**YOUR ASSIGNMENT**:
The full set of entries below should be transcribed exactly.

**DATA RECORDS**:
PR #402, opened 2023-02-11
Update .gitignore to exclude unit test executable

### LINKED ISSUE #401: Generated unit test executables are not included in .gitignore
The generated unit test executables for serialization and deserialization are not included in `.gitignore` so `git` identifies them as untracked files.

KamathScience:
Modified .gitignore file to ignore the generated unit test executables for serialization and deserialization and its output.
Fixes #401

### DIFF
--- a/.gitignore
+++ b/.gitignore
@@ -41,6 +41,8 @@ graphitti
 ggraphitti
 cgraphitti
 tests
+serialTest
+deserialTest
 *.exe
 *.out
 *.app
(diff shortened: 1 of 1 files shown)


stiber (approved):
Note that you may need to explicitly tell git to stop tracking those file(s). I think that the `.gitignore` just prevents git from tracking changes and/or newly created files.

jardiamj:
The files are currently not being tracked by `git` so adding them to `.gitignore` should be enough.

**RESPONSE BELOW**:
PR #402, opened 2023-02-11
Update .gitignore to exclude unit test executable

### LINKED ISSUE #401: Generated unit test executables are not included in .gitignore
The generated unit test executables for serialization and deserialization are not included in `.gitignore` so `git` identifies them as untracked files.

KamathScience:
Modified .gitignore file to ignore the generated unit test executables for serialization and deserialization and its output.
Fixes #401

### DIFF
--- a/.gitignore
+++ b/.gitignore
@@ -41,6 +41,8 @@ graphitti
 ggraphitti
 cgraphitti
 tests
+serialTest
+deserialTest
 *.exe
 *.out
 *.app
(diff shortened: 1 of 1 files shown)


stiber (approved):
Note that you may need to explicitly tell git to stop tracking those file(s). I think that the `.gitignore` just prevents git from tracking changes and/or newly created files.

jardiamj:
The files are currently not being tracked by `git` so adding them to `.gitignore` should be enough.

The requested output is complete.